- Location of Javanrud County in Kermanshah province (top left, yellow)
- Location of Kermanshah province in Iran
- Coordinates: 34°53′N 46°15′E﻿ / ﻿34.883°N 46.250°E
- Country: Iran
- Province: Kermanshah
- Capital: Javanrud
- Districts: Central, Kalashi

Population (2016)
- • Total: 75,169
- Time zone: UTC+3:30 (IRST)

= Javanrud County =

County in Kermanshah province, Iran

Javanrud County (شهرستان جوانرود) is in Kermanshah province, Iran, part of what is unofficially referred to as Iranian Kurdistan. Its capital is the city of Javanrud.

==History==
After the 2016 National Census, the village of Sharvineh was elevated to the status of a city.

==Demographics==
===Population===
At the time of the 2006 census, the county's population was 62,259 in 13,629 households.
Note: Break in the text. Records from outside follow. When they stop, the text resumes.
PR #887, opened 2026-06-12
feat: discoverable add-filter menu on both search surfaces

kristofferremback:
## Problem

The search split in #883 carried over the typed filter autocomplete (`from:@…`, `in:#…`) and the removable chips, but dropped the quick switcher's discoverable filter UI (the "Add filter" dropdown + value pickers from `use-search-items.tsx`). There is now no way to find out *what* you can query for without already knowing the syntax — and on mobile, typing query operators on a phone keyboard is impractical even when you do know it.

## Solution

A new `SearchFilterMenu` component renders an always-visible **"Add filter"** trigger on both search surfaces, opening a two-step kind → value flow that commits by rewriting the query string via the existing `addFilterToQuery`. The query string stays the single source of truth: a filter added through the menu is identical to one typed by hand and renders as the same removable chip.

### How it works

- **Desktop sidebar panel:** a compact pill under the search input opens a popover.
- **Mobile `/search` page:** the same trigger opens a vaul bottom drawer (same responsive split as `SearchableSelect`).
- **Step 1 — filter kind:** From user, With user, In channel, In DM with, Stream type, Status, After/Before date. Each entry shows its typed syntax (`from:@user`, `in:#channel`, `is:thread`, …) as a hint, so the menu doubles as documentation of the query language. The kind list is itself searchable.
- **Step 2 — value:** user picker (with the `me` shortcut), channel picker (labels via `streamLabel`), fixed option lists with descriptions, and date presets (Today, Yesterday, Last week, …) plus a calendar for arbitrary dates (with a back button to the presets).

### Key design decisions

**1. Query string remains the single source of truth.** The menu never holds filter state; it appends `from:@slug ` etc. to the query and closes. Chips, parsing, slug→id resolution, and debounce all flow through the existing `useMessageSearch` path unchanged.

**2. `in:` split into "In channel" and "In DM with".** The syntax distinguishes `in:#slug` from `in:@slug` and the two need different value pickers, so the menu mirrors that rather than inventing a combined picker.

**3. User pickers are users-only.** `useMessageSearch` resolves `from:`/`with:`/`in:@` slugs against workspace users exclusively — offering personas/bots would commit a chip whose filter silently never applies (self-review finding).

**4. Value sources reused, not duplicated.** Stream-type and status options import from the typed autocomplete extensions (`FILTER_TYPE_OPTIONS`, `STATUS_FILTER_OPTIONS`), date presets from `lib/dates`, channel labels from `lib/streams` — both input paths stay in lockstep (INV-33, INV-35).

**5. Keyboard isolation.** Keystrokes inside the menu stop propagating so arrows/Escape drive the menu, not the panel's result navigation; pickers without a text input focus the cmdk root on mount so arrow/Enter navigation works.

### Bugs fixed along the way (manual testing on staging)

- **`RichInput` collapsed trailing whitespace** when syncing external values: the menu commits `status:active ` with a trailing space to park the cursor outside the filter token, but the HTML parse dropped it, so the typed suggestion popover re-opened on focus. Fixed with `preserveWhitespace: "full"` on both parse paths.
- **The search input didn't grow with wrapped queries** (fixed `h-8` → `h-auto min-h-8` on both surfaces).
- **Date filters were broken end-to-end (prod too):** the API validates `before:`/`after:` with `z.string().datetime()` but the syntax carries bare `YYYY-MM-DD`, so every date filter failed validation. `useMessageSearch` now widens date-only values to the ISO instant of local midnight (`localStartOfDayISO` in `lib/dates`), covering the typed path and the menu alike.

## New files

| File | Purpose |
| ---- | ------- |
| `apps/frontend/src/components/search/search-filter-menu.tsx` | The add-filter trigger + popover/drawer with kind list and value pickers |

## Modified files

| File | Change |
| ---- | ------- |
| `apps/frontend/src/components/search/sidebar-search-panel.tsx` | Always-visible chips + menu row under the input; input grows with content |
| `apps/frontend/src/pages/search.tsx` | Same row + growth on the mobile/full-page surface |
| `apps/frontend/src/components/search/search-filter-chips.tsx` | Root is `display: contents` so chips and trigger wrap in one caller-owned row |
| `apps/frontend/src/components/search/use-message-search.ts` | Date-only `before:`/`after:` values widened to local-midnight ISO datetimes |
| `apps/frontend/src/components/quick-switcher/rich-input.tsx` | Preserve trailing whitespace when parsing/syncing content |
| `apps/frontend/src/lib/dates.ts` | New `localStartOfDayISO` helper (+ unit tests) |
| `apps/frontend/src/components/search/index.ts` | Export `SearchFilterMenu` |
| `apps/frontend/src/components/search/sidebar-search-panel.integration.test.tsx` | 9 new tests for the menu and the date-filter API contract |

## Test plan

- [x] 9 new integration tests: kind list contents/syntax hints, from/DM/channel/status/date-preset flows, back navigation, keyboard isolation, trailing-space round-trip, date widening in the API payload
- [x] 3 unit tests for `localStartOfDayISO`
- [x] Full frontend suite green; monorepo typecheck + lint clean
- [x] Self-review (3-perspective): 3 findings ≥80 fixed in `3af1ec8`; CodeRabbit review addressed in `7a03ab4` (4 fixed, 2 disputed and withdrawn)
- [x] Manual verification on staging (caught the trailing-space, input-growth, and date-filter bugs above)

<details>

**Goal:** Restore the discoverable search filter options lost in the #883 search split, working well on both desktop and mobile.

**What Was Built:**
- `SearchFilterMenu`: responsive (Popover desktop / vaul Drawer mobile) two-step filter builder rendered next to the existing filter chips on both search surfaces, always visible.
- Kind list teaches the typed syntax per entry; value pickers reuse the same data sources as the typed autocomplete triggers (mentionables, slugged streams, canonical option lists, date presets + calendar).
- Commit path: `addFilterToQuery(query, type, value) + " "` → existing parse/resolve/debounce pipeline; chip removal unchanged.

**Design Evolution:**
- Initial version duplicated stream-type/status option lists and offered personas/bots in `from:`/`with:`; the self-review pass (3 parallel reviewers, ≥80 score threshold) caught the silent-filter bug and the INV-33 duplication (`3af1ec8`).
- CodeRabbit review added the calendar back button, the picker truncation hint, the `in:@user` test, and computed example years (`7a03ab4`); its `before:`-preset and divider concerns were disputed (typed-path parity / always-populated row) and withdrawn.
- Manual staging testing surfaced three real bugs fixed in follow-ups: trailing-whitespace collapse in `RichInput` (`1d8955d`), fixed-height input clipping wrapped queries (`49dff60`), and date-only filter values failing API datetime validation — a pre-existing prod bug (`965e1c1`).

**What's NOT Included:** Fixing the same persona/bot silent-drop in the *typed* `from:@`/`with:@` autocomplete (pre-existing); search-page-specific test file (surface shares all components with the tested sidebar panel).

**Status:** Complete; all suites green; CI green on every commit.

</details>

---


kristofferremback:
@coderabbitai review

---

kristofferremback:
@coderabbitai Thanks — addressed in 7a03ab4. Disposition per finding:

**1. Calendar back navigation — fixed.** The calendar view now has a "Date presets" back button (`ChevronLeft`) that returns to the preset list without losing the kind context.

**2. `before:` future presets — intentional, keeping as-is.** The menu deliberately reuses the exact preset set the typed `before:` autocomplete shows (`getDateFilterOptions` → `getFutureDatePresets`, which already mixes in Today/Yesterday/Last week as past-cap options). Forking the menu's presets would drift the two input paths apart (INV-43: shared behavior on one path). If the preset semantics should change, that's a change to `getFutureDatePresets` in `lib/dates` affecting both paths — happy to do that as a follow-up if desired.

**3. Always-rendered `border-t` — intentional, keeping as-is.** The row beneath it is no longer conditionally rendered: it always contains the "Add filter" trigger (the discoverability point of this PR), so the divider separates populated rows rather than floating over empty space. A conditional border would toggle a 1px layout shift the moment the first chip appears (INV-21 spirit).

**4. Silent 20-result cap — fixed.** Both searchable pickers now render a "Showing first 20 — keep typing to narrow" hint row whenever results are truncated (`PICKER_RESULT_CAP`).

**5. Missing `in:@user` test — fixed.** Added an integration test covering In DM with → user pick → `in:@martin` in the query and `{ in: ["member_1"] }` in the API call.

**6. Hardcoded year — fixed.** Syntax hints compute the example date from the current year.

---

The following census in 2011 counted 71,235 people in 17,854 households. The 2016 census measured the population of the county as 75,169 in 20,592 households.

===Administrative divisions===

Javanrud County's population history and administrative structure over three consecutive censuses are shown in the following table.

Javanrud County Population
| Administrative Divisions | 2006 | 2011 | 2016 |
| Central District | 53,048 | 62,255 | 66,493 |
| Bazan RD | 5,257 | 4,836 | 4,647 |
| Palanganeh RD | 4,687 | 5,936 | 7,492 |
| Javanrud (city) | 43,104 | 51,483 | 54,354 |
| Kalashi District | 9,211 | 8,980 | 8,676 |
| Kalashi RD | 4,392 | 4,303 | 4,447 |
| Sharvineh RD | 4,819 | 4,677 | 4,229 |
| Sharvineh (city) |  |  |  |
| Total | 62,259 | 71,235 | 75,169 |
RD = Rural District

==Geography==
The county is bounded in the north and west by Paveh County and Kurdistan province, in the southeast by Ravansar County, and in the southwest by Sarpol-e Zahab County.